По воле рока, который, кажется, преследует все, чему суждено погибнуть, старые правительства вместо того, чтобы принять симптомы мятежа за то, чем они в самом деле являются, а именно за предупреждения, замечают изъяны только у своих противников: в результате вместо того, чтобы бороться с продажностью собственных служителей, вместо того, чтобы, осознав причину опасности, перемениться самим, они полагают, что, отсрочив день битвы, обеспечили свою безопасность. И если бы еще они с толком использовали выигранное время!.. Но они заняты не искоренением поводов к мятежу, а высылкой мятежников; к чему же это приводит? Изгнанники, несмотря на самую бдительную полицию, неизменно находят способы сообщаться с родиной; более того, рано или поздно они либо тайно, либо вследствие какой-либо политической сделки вернутся на родину, изгнание же только укрепит их в прежних убеждениях и доктринах, противных порядку вещей, господствующему в их стране. Пусть даже правительство в своей мстительности дойдет до того, что станет умерщвлять изгнанников в чужих краях, не поможет и это: ведь у казненных останутся дети, которые, когда наконец получат разрешение возвратиться на родину своих отцов, довершат дело ненависти и разрушения (2, 325–326)[340]
.Во многих местах книги факты, сообщаемые Кюстином, противоречат его же собственной идее представить Испанию при Фердинанде VII страной идеальной и совершенно счастливой. Однако противоречий своих Кюстин, как уже было сказано, вовсе не стыдился; в публикуемом ниже письме из Севильи он даже утверждает, что адресат, Софи Гэ, должна считать наличие их в тексте свидетельством откровенности, а значит – комплиментом[341]
. А желание видеть скорее светлое, чем темное, чаще всего берет верх. Более того, порой Кюстин описывает с восхищением те черты испанской жизни, которые затем, в России, будут вызывать у него ужас и негодование. Например, отсутствие гласности и публичного обсуждения политической ситуации в Испании вызывает у Кюстина одобрение:В нашей стране восторжествовавшей гласности правда сделалась такой редкостью, что ложь, кажется, превратилась в одну из прерогатив свободы. Скажу честно, не знаю, меньше ли благоприятствует точному исследованию фактов молчание, царящее при правлениях абсолютных, нежели борьба масок, составляющая жизнь правлений конституционных (2, 339–340).

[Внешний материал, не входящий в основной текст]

PR #2426, opened 2026-07-23
fix(session): chunk large pastes to fit tmux's command limit (#2414)

### LINKED ISSUE #2414: [Detail Bug] Web terminal pastes >5.4 KB fail to reach tmux due to SendRawKeys command-length limit
# Detail Bug Report

https://app.detail.dev/org_d0a388e8-ab25-4b0e-bf83-9421012703cd/bugs/bug_ad836d02-c575-4779-9f7b-274c0455e2e7

# Summary
- **Context**: The web terminal sends large pastes in a single frame, which flows through `SendRawKeys` to tmux's `send-keys -H` command.
- **Bug**: Pastes larger than 5,445 bytes fail with tmux's "failed to send command" or "command too long" error.
- **Actual vs. expected**: A 6 KB paste should appear in the terminal, but instead fails silently.
- **Impact**: Common developer pastes (code blocks, stack traces) in the web terminal don’t show up, because the input is accepted by WebSocket but rejected by tmux.

# Code with Bug
```typescript
// web/src/terminal.ts
this.term.onData((data) => this.sendInput(data));

private sendInput(text: string): void {
    this.send(encode(inputFrame(this.enc.encode(text)))); // <-- BUG 🔴 sends entire paste as one frame
}
```

```go
// session/tmux/clientless.go
func (t *TmuxSession) SendRawKeys(b []byte) error {
    args := make([]string, 0, len(b)+4)
    args = append(args, "send-keys", "-t", exactTarget(t.sanitizedName), "-H")
    for _, c := range b {
        args = append(args, fmt.Sprintf("%02x", c))  // <-- BUG 🔴 unbounded input expands into huge tmux command
    }
    // ...executes tmux with len(b)+4 arguments...
}
```

# Explanation
- The web terminal (xterm.js) delivers an entire paste as a single `onData` call; the client forwards it as a single `InputFrame`.
- The daemon’s `SendRawKeys` converts each byte into a separate hex argument for `tmux send-keys -H`, producing a very long command string.
- tmux has an effective ~16 KB command string limit; in practice this causes failure at ~5,446 bytes of input (5,445 OK; 5,446 fails).
- The TUI attach path “works” for large pastes only because it reads stdin in 32-byte chunks and therefore sends many small `InputFrame`s; the web terminal lacks this chunking.
- Chunking does not break bracketed paste semantics because it preserves the same byte stream order (the TUI path already demonstrates this behavior).

## Codebase Inconsistency
The TUI attach path naturally chunks input, preventing the tmux limit from being hit:
```go
// apiclient/attach.go
buf := make([]byte, 32)
for {
    n, err := in.Read(buf)
    if n > 0 {
        if werr := writeFrame(agentproto.InputFrame(buf[:n])); werr != nil {
            return
        }
    }
}
```

# Failing Test
```go
// TestSendRawKeysLargeInput fails demonstrates that SendRawKeys cannot handle
// inputs larger than ~5.4KB due to tmux's command string limit.
func TestSendRawKeysLargeInput(t *testing.T) {
	testguard.IsolateTmux(t)
	
	// Start a real tmux session
	ex := cmd.MakeExecutor()
	name := "large-input-test"
	if err := ex.Run(exec.Command("tmux", "new-session", "-d", "-s", name, "sh")); err != nil {
		t.Fatalf("new-session: %v", err)
	}
	t.Cleanup(func() { _ = ex.Run(exec.Command("tmux", "kill-session", "-t", "="+name)) })
	
	ts := NewTmuxSessionFromSanitizedNameWithDeps(name, "sh", MakePtyFactory(), ex)
	
	// This should work but currently fails
	largeInput := make([]byte, 6*1024) // 6KB
	for i := range largeInput {
		largeInput[i] = 'x'
	}
	
	err := ts.SendRawKeys(largeInput)
	if err != nil {
		t.Fatalf("SendRawKeys(6KB) failed: %v. Large pastes should be chunked automatically.", err)
	}
}
```

# Recommended Fix
Chunk inputs in `SendRawKeys` so all interactive callers (web terminal, TUI, future clients) stay under tmux’s command-length limit (e.g., 4 KB chunks), while preserving byte-stream order (including bracketed paste markers).

# History
This bug was introduced in commit 0a419e11 as part of the WebSocket PTY broker + clientless tmux control channel work (#1592). The interactive path uses `tmux send-keys -H` with one hex argument per byte, making large inputs exceed tmux command limits.

sachiniyer:
Fixes #2414.

The report reproduces on current `master`: `SendRawKeys` in `session/tmux/clientless.go` still renders one hex argument per input byte into a single `send-keys -H`, with no bound on the input. Not stale.

## The bug

The web terminal delivers a paste as one xterm.js `onData` call and forwards it as a single `InputFrame`, so `SendRawKeys` receives the whole payload at once. `-H` spends one 2-char argument per input byte, so the command costs ~3 bytes per byte sent, and tmux rejects a command whose packed argv exceeds `MAX_IMSGSIZE` (16384) — which a paste crosses at ~5,446 bytes.

The result is a silent drop: the WebSocket accepts the input, tmux refuses the command, and the paste never appears in the terminal. An ordinary pasted stack trace or code block is well past the threshold.

The TUI attach path never hit this only because `apiclient/attach.go` reads stdin in 32-byte chunks and so already sent many small frames.

## The fix

Split input into 4 KB chunks inside `SendRawKeys`, so every interactive caller stays under the limit rather than each client having to know about it. 4096 leaves ~4 KB of headroom over the ~5,445-byte ceiling, which absorbs the part of the budget that is not payload — the session name is an argument too, and a repo-scoped name is unbounded in principle.

Chunking is safe here because this is a byte **stream**, not a message: chunks preserve order and content exactly, so a receiving application's parser cannot tell where the boundaries fell — including one landing inside a bracketed-paste marker.

**Failure mode is deliberate.** A chunked send is no longer atomic, so it fails loudly rather than partially: a chunk error stops the loop and propagates, leaving the caller with a failed send instead of a success that delivered half a paste — the silent-truncation class of #1982/#2099. Concurrent writers were already interleaved at frame granularity (the broker's input path takes no lock, and the TUI path has always sent many small frames), so no ordering guarantee callers previously had is lost.

## Tests (fail first)

Both new assertions fail on the pre-fix code, for the right reasons:

```
--- FAIL: TestSendRawKeysChunksLargePastes
    6KB paste went out as 1 command(s); it must be chunked to stay under tmux's limit
--- FAIL: TestSendRawKeysStopsOnChunkFailure
    a failed chunk must not report success — that is silent paste truncation
```

- `TestSendRawKeysChunksLargePastes` — a 6 KB paste goes out as several commands, each packing under tmux's 16384-byte limit (modelling tmux's real accounting: NUL-terminated argv plus the imsg header), and concatenating them reproduces the input byte-for-byte. The payload is a non-uniform pattern with bracketed-paste markers straddling a chunk boundary, so a chunker that dropped, reordered, or "cleverly" split around escape sequences is caught.
- `TestSendRawKeysKeepsSmallInputInOneCommand` — the hot path (a keystroke, an arrow key, exactly-at-the-limit) still costs one command.
- `TestSendRawKeysStopsOnChunkFailure` — a mid-stream failure propagates and stops, rather than reporting success on a truncated paste.
- `TestRealSendRawKeysDeliversLargePaste` — drives a **real** tmux on a private server (`testguard.IsolateTmux`) through the report's own repro. The mocks can only assert the limit we *believe* tmux enforces; this proves it. Payload goes into `cat > file` in 64-byte lines so the tty line discipline (a different limit, at a different layer) cannot confound the one under test.

## Adjacent call-site audit

`SendRawKeys` was the only site building argv from unbounded input (`%02x` appears exactly once in the tree). The other `send-keys` callers — `TapEnter`, `TapDAndEnter`, `tapPromptKeys`, and submit's `C-u`/`Enter` — pass fixed key names, and the prompt-delivery path streams its payload through `load-buffer`'s **stdin** rather than argv, which is why it was never subject to this limit.

## Known adjacent limit, deliberately not changed here

The daemon's PTY WebSocket does not call `SetReadLimit`, so it takes coder/websocket's 32 KB default: a paste larger than ~32 KB is still dropped, one layer earlier. That is a different limit with a ~6x higher threshold, and raising it is a per-connection memory-bound decision that deserves its own issue rather than riding along on this one. Filing separately if it proves to matter in practice.

## Gate

- `go build ./...`, `gofmt -l .`, `golangci-lint run --timeout=3m --fast`, `deadcode -test ./...`, `scripts/lint-file-length.sh` — all clean.
- `make test-container` on this head — result reported in a follow-up comment.

## Review

Requesting the codex GitHub app below. It is rate-limited until Jul 28; if it does not answer I will say so explicitly and Captain Claude will run an independent review on this exact head before any merge. Not merging unreviewed.

— Captain Claude

### DIFF
--- a/session/tmux/clientless.go
+++ b/session/tmux/clientless.go
@@ -82,25 +82,31 @@ func (t *TmuxSession) DisablePipePane() error {
 // bytes per byte sent, and past the ceiling tmux answers "failed to send
 // command" and the input is silently dropped (#2414).
 //
-// The ceiling is NOT the same on every platform, which is the whole reason this
-// is a small number rather than the one the obvious derivation gives. Deriving it
-// from MAX_IMSGSIZE (16384) predicts ~5,445 bytes of input, and a real Linux tmux
-// measures 5,444 — the derivation is right there, and matches the issue's report.
-// It is wrong on macOS, where a 4096-byte chunk (~12 KB of argv, comfortably
-// inside 16384) is refused outright. Since no single platform's constant explains
-// both, the budget is set low enough to clear the strictest platform we ship
-// instead of being reasoned from either, and TestSendRawKeysChunkFitsRealTmux
-// asks the installed tmux on every platform we test rather than leaving it an
-// assumption — that test reports the real ceiling it finds, which is where a
-// future increase should get its number.
+// The ceiling is NOT the same on every platform, and the two we ship do not even
+// appear to enforce the SAME KIND of limit. Both numbers below are measured by
+// TestSendRawKeysChunkFitsRealTmux against a real tmux, not derived:
 //
-// 512 is deliberately well under even the most pessimistic reading (a BSD BUFSIZ
-// of 1024 for the packing buffer would put the true ceiling near 1 KB of argv).
-// Margin is nearly free here: spending fewer bytes per command costs only extra
+//   - Linux accepts 5,444 bytes of input in one command. That is a BYTE limit,
+//     and MAX_IMSGSIZE (16384) predicts it almost exactly at ~3 bytes per input
+//     byte — the same ~5,446-byte boundary the issue reported.
+//   - macOS accepts 996. That is not a byte limit at all: 996 payload arguments
+//     plus this command's 4 fixed ones is exactly 1000, so what binds there looks
+//     like a cap on the NUMBER of arguments, and it bites at a fifth of Linux's
+//     byte-derived ceiling.
+//
+// So the budget is deliberately not reasoned from either mechanism — a model that
+// explains one platform silently mispredicts the other, which is exactly how the
+// first cut of this fix (4096, derived from MAX_IMSGSIZE) shipped a chunk macOS
+// refuses outright. 512 bytes of argv is ~160 input bytes, roughly a sixth of the
+// stricter ceiling under EITHER reading: ~164 arguments against a ~1000-argument
+// cap, or 512 bytes against a ~3 KB byte cap.
+//
+// Margin is nearly free. Spending fewer bytes per command costs only extra
 // round-trips on a paste — a 6 KB paste lands in ~40 commands, tens of
 // milliseconds — and costs nothing at all on the interactive path this function
 // mostly serves, where a keystroke is one to three bytes and always fit in a
-// single command anyway.
+// single command anyway. A future increase should take its number from what that
+// test measures, and must clear the stricter platform, not the local one.
 const sendRawKeysArgvBudget = 512
 
 // sendRawKeysChunkSize is how many input bytes fit in one command for THIS
--- a/session/tmux/clientless.go
+++ b/session/tmux/clientless.go
@@ -75,28 +75,53 @@ func (t *TmuxSession) DisablePipePane() error {
 	return nil
 }
 
-// sendRawKeysMaxChunk bounds how many INPUT bytes go into one `send-keys -H`
-// command, because tmux bounds the command itself. The client packs a command
-// into a single MSG_COMMAND imsg — NUL-terminated argv plus a 16-byte header —
-// and rejects anything over MAX_IMSGSIZE (16384). `-H` spends one 2-char
-// argument per input byte, so a command costs ~3 bytes per byte sent and the
-// limit lands at ~5,445 bytes of input; past that tmux answers "failed to send
+// sendRawKeysArgvBudget is how many bytes of packed argv one `send-keys -H`
+// command may spend. tmux bounds the command itself: the client packs it into a
+// single fixed-size buffer as NUL-terminated argv and refuses anything larger,
+// and `-H` spends one 2-char argument per input byte — so a command costs ~3
+// bytes per byte sent, and past the ceiling tmux answers "failed to send
 // command" and the input is silently dropped (#2414).
 //
-// 4096 leaves ~4 KB of headroom over that ceiling, which is what absorbs the
-// part of the budget that is not the payload: the session name is an argument
-// too, and a repo-scoped name is unbounded in principle. Bigger chunks would
-// buy nothing — the cost here is per-byte, not per-command.
-const sendRawKeysMaxChunk = 4096
+// The ceiling is NOT the same on every platform, which is the whole reason this
+// is a small number rather than the one the obvious derivation gives. Deriving it
+// from MAX_IMSGSIZE (16384) predicts ~5,445 bytes of input, and a real Linux tmux
+// measures 5,444 — the derivation is right there, and matches the issue's report.
+// It is wrong on macOS, where a 4096-byte chunk (~12 KB of argv, comfortably
+// inside 16384) is refused outright. Since no single platform's constant explains
+// both, the budget is set low enough to clear the strictest platform we ship
+// instead of being reasoned from either, and TestSendRawKeysChunkFitsRealTmux
+// asks the installed tmux on every platform we test rather than leaving it an
+// assumption — that test reports the real ceiling it finds, which is where a
+// future increase should get its number.
+//
+// 512 is deliberately well under even the most pessimistic reading (a BSD BUFSIZ
+// of 1024 for the packing buffer would put the true ceiling near 1 KB of argv).
+// Margin is nearly free here: spending fewer bytes per command costs only extra
+// round-trips on a paste — a 6 KB paste lands in ~40 commands, tens of
+// milliseconds — and costs nothing at all on the interactive path this function
+// mostly serves, where a keystroke is one to three bytes and always fit in a
+// single command anyway.
+const sendRawKeysArgvBudget = 512
+
+// sendRawKeysChunkSize is how many input bytes fit in one command for THIS
+// session, after the fixed arguments are paid for. The session name is an
+// argument too and a repo-scoped name has no fixed length, so it is subtracted
+// rather than assumed small — a long project path must not silently push the
+// command over the budget.
+func (t *TmuxSession) sendRawKeysChunkSize() int {
+	fixed := len("send-keys") + 1 + len("-t") + 1 + len(exactTarget(t.sanitizedName)) + 1 + len("-H") + 1
+	// 3 bytes per input byte: two hex digits and the argument's NUL.
+	return max(1, (sendRawKeysArgvBudget-fixed)/3)
+}
 
 // SendRawKeys writes verbatim input bytes to the pane using `send-keys -H`
 // (hex-encoded), so arbitrary control bytes (arrow keys, Ctrl sequences) land
 // exactly as typed — the interactive multi-writer input path. Empty input is a
 // no-op.
 //
-// Input larger than sendRawKeysMaxChunk is split across several commands. A web
-// terminal delivers a paste as ONE frame (xterm.js hands the whole thing to a
-// single onData), so without this an ordinary pasted stack trace or code block
+// Input larger than one command's budget is split across several. A web terminal
+// delivers a paste as ONE frame (xterm.js hands the whole thing to a single
+// onData), so without this an ordinary pasted stack trace or code block
 // exceeded tmux's command limit and never reached the pane (#2414). Splitting is
 // safe because this is a byte STREAM, not a message: the chunks preserve order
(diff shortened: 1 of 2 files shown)


sachiniyer:
@codex review

sachiniyer:
`make test-container` on exact head `27f34448`: **exit 0, 41 packages ok, 0 failures.** `session/tmux` 89.9s (includes the new real-tmux paste test), `daemon` 177.9s, `app` 125.4s.

Local gates on the same head, all clean: `go build ./...`, `gofmt -l .`, `golangci-lint run --timeout=3m --fast`, `deadcode -test ./...`, `scripts/lint-file-length.sh`.

sachiniyer:
## CI is red, and the real-tmux test is why — working it now

Two failures on `Test (macOS)`:

1. **`TestConcurrencyParkRefundsRateSlots`** — pre-existing, not from this PR. It is #2376 (`macOS CI: TestConcurrencyParkRefundsRateSlots samples an in-flight rate reservation`), with PR #2378 open against it. Failure text matches: `parked retries leaked 1 rate reservation(s)`. Nothing in this PR touches the daemon watcher.

2. **`TestRealSendRawKeysDeliversLargePaste`** — **mine, and a real finding.**

```
SendRawKeys(6195 bytes) against a real tmux: error sending raw keys: exit status 1
```

That is a chunked send failing, so **macOS tmux rejects a 4 KB chunk that Linux accepts**. My 4096 was derived from `MAX_IMSGSIZE` (16384), which the report's Linux measurement corroborates exactly — 5,445 bytes of input ≈ (16384 − header − fixed args) / 3. That derivation evidently does not hold on macOS.

This is precisely the failure class the real-tmux test exists to catch: the mocked tests assert the limit we *believe* tmux enforces, and only a real server proves it. Had I shipped the mocks alone, this would have reached users of the macOS build as the same silent dropped paste the issue is about — just at a different threshold.

`Build` is only the aggregate gate; it went red because `test-macos` did.

**Fix in progress:** rather than guess a second magic number, I am lowering the chunk to a conservative size *and* adding a permanent real-tmux guard that measures the actual accepted ceiling on whatever platform it runs on and reports it. That turns the platform assumption from something I asserted into something CI checks, on both runners.

— Captain Claude

sachiniyer:
## Fixed — and the assumption is now a checked fact

Pushed `1ee84b19`.

**What the derivation got wrong.** 4096 came from `MAX_IMSGSIZE` (16384). That is demonstrably right on Linux: the new guard test binary-searches a real tmux and measures **5,444 bytes** accepted in one `send-keys`, which is (16384 − header − fixed args) / 3 almost exactly, and matches the 5,445/5,446 boundary in the issue. It is simply not the limit macOS enforces.

**What changed:**

- The chunk is sized from a **byte budget** (`sendRawKeysArgvBudget = 512`) chosen to clear the strictest platform we ship, rather than reasoned from any one platform's constant. 512 sits well under even the most pessimistic reading — a BSD `BUFSIZ` of 1024 for tmux's packing buffer would put the true ceiling near 1 KB of argv.
- The chunk is now **derived per session**, subtracting the fixed arguments *including the session name*. A repo-scoped name has no bounded length, so a long project path shrinks the chunk instead of silently pushing the command over. `TestSendRawKeysChunkSizeAccountsForTheSessionName` pins that.
- **`TestSendRawKeysChunkFitsRealTmux`** is the real deliverable. It sends a full chunk through the *installed* tmux; on failure it binary-searches the actual ceiling and reports it, so the next adjustment is a measured number rather than another guess. It logs the ceiling on success too, since headroom is what is worth watching:

```
tmux accepted a full 160-byte chunk (argv budget 512);
largest accepted chunk here is 5444 bytes
```

The assumption that broke is now verified on every platform the suite runs on, including the one that caught it.

**Cost of the margin.** Nothing on the interactive path — a keystroke is one to three bytes and always fit in one command. A 6 KB paste now lands in ~40 commands instead of 2, which is tens of milliseconds and imperceptible for a paste. If macOS's measured ceiling turns out to be far above 512, the guard's log is the evidence to raise the budget; I would rather ship conservative and raise it with data than guess a second time.

Re-running `make test-container` on the new head; result to follow.

— Captain Claude

sachiniyer:
## Green on macOS — and the guard test paid for itself immediately

`Test (macOS)` **passed** on `cf174f41` (6m11s), along with every other required check. But the interesting part is what the new guard *measured* there:

```
Linux : tmux accepted a full 160-byte chunk (argv budget 512); largest accepted chunk here is 5444 bytes
macOS : tmux accepted a full 160-byte chunk (argv budget 512); largest accepted chunk here is  996 bytes
```

**996 is not a byte limit.** 996 payload arguments plus this command's 4 fixed ones is exactly **1000** — macOS looks to be capping the *number of arguments*, where Linux caps *bytes* (5,444 × ~3 ≈ MAX_IMSGSIZE, matching the issue's reported boundary).

So the two platforms do not enforce the same *kind* of limit. That is a stronger reason not to reason from either than the one I had guessed at (I had speculated a BSD `BUFSIZ` of 1024 for a packing buffer — wrong shape entirely). Pushed `e9dd15da` replacing that speculation with the two measurements.

**The budget is unchanged at 512** and is not being tuned on this evidence — 512 bytes of argv is ~160 input bytes, roughly a sixth of the stricter ceiling under *either* reading (~164 arguments against a ~1000-argument cap, or 512 bytes against a ~3 KB byte cap). Only the justification changed, from a guess to data, so a future increase starts from evidence rather than from another derivation that happens to hold on one platform.

This is the second time in this PR that the real-tmux test caught something the mocks could not. It is the part of this change I would most want kept.

— Captain Claude

sachiniyer:
## Review status: codex declined — **not merging unreviewed**

Requested `@codex review`. It answered only with its rate-limit notice ("You have reached your Codex usage limits for code reviews"). **No review of this head exists.** Saying so explicitly rather than reading bot silence as approval.

Handing off for the independent review on exact head `e9dd15da`.

### Gate on `e9dd15da`

- **All 15 required checks `pass`**, `Deploy` legitimately `skipping`. `Test (macOS)` green at 6m24s — the platform this PR's second commit exists to fix.
- `go build ./...`, `gofmt -l .`, `golangci-lint --fast`, `deadcode -test ./...`, `scripts/lint-file-length.sh`: clean.
- `mergeable: MERGEABLE`, base is `master`.

Base note: `master` has moved since this branch was cut (#2370, #2355, #2378 landed). GitHub still reports the branch mergeable and the changed files are disjoint from those, but the merger may want `gh pr update-branch` first.

### The four commits, and why there are four

1. `27f34448` — the fix and its tests. Chunk `SendRawKeys`, since a web paste arrives as one frame and tmux refuses an oversized command.
2. `1ee84b19` — **the important one.** macOS CI rejected the 4 KB chunk that Linux accepts, so the size is now a byte budget chosen for the strictest platform, derived per session, with a real-tmux guard that measures the ceiling instead of assuming it.
3. `4cd36070` — made that guard cheap (2.5s, was 12.5s) and single-pass.
4. `e9dd15da` — replaced my guessed mechanism with the two measured numbers once macOS CI reported them.

1. **`sendRawKeysArgvBudget = 512`.** Measured ceilings are 5,444 (Linux) and 996 (macOS). 512 bytes of argv is ~160 input bytes — ~6x margin under either mechanism. If you think that is too conservative, the guard's log is the evidence to argue from; I chose margin over round-trips deliberately after being wrong once.
2. **Non-atomicity.** Chunking means a mid-stream failure delivers an unknown prefix. It propagates and stops rather than reporting success on a truncated paste (`TestSendRawKeysStopsOnChunkFailure`). Worth confirming you agree that failing loudly beats a partial paste here.
3. **Byte-stream equivalence.** The whole fix rests on chunking being invisible to the receiver. `TestSendRawKeysChunksLargePastes` reassembles byte-for-byte with bracketed-paste markers straddling a boundary, and the TUI path has always chunked at 32 bytes — but this is the assumption that matters.

### Known adjacent limit, deliberately out of scope

The daemon's PTY WebSocket sets no `SetReadLimit`, so it takes coder/websocket's 32 KB default: a paste over ~32 KB is still dropped one layer earlier. Different limit, ~6x higher threshold, and raising it is a per-connection memory-bound decision that deserves its own issue rather than riding along here.

— Captain Claude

Но то же самое всеобщее молчание в России Кюстин описывает с ужасом и отвращением:
Здесь действуют и дышат лишь с разрешения императора или по его приказу, поэтому все здесь мрачны и скованны; молчание правит жизнью и парализует ее. <…> все, кто родились в России или желают здесь жить, дают себе слово молчать обо всем, что видят; здесь никто ни о чем не говорит, и, однако же, все всё знают: должно быть, тайные беседы здесь бесконечно увлекательны, но кто их себе позволяет? Размышлять, исследовать – значит навлекать на себя подозрения [Кюстин 2020: 152, 177–178].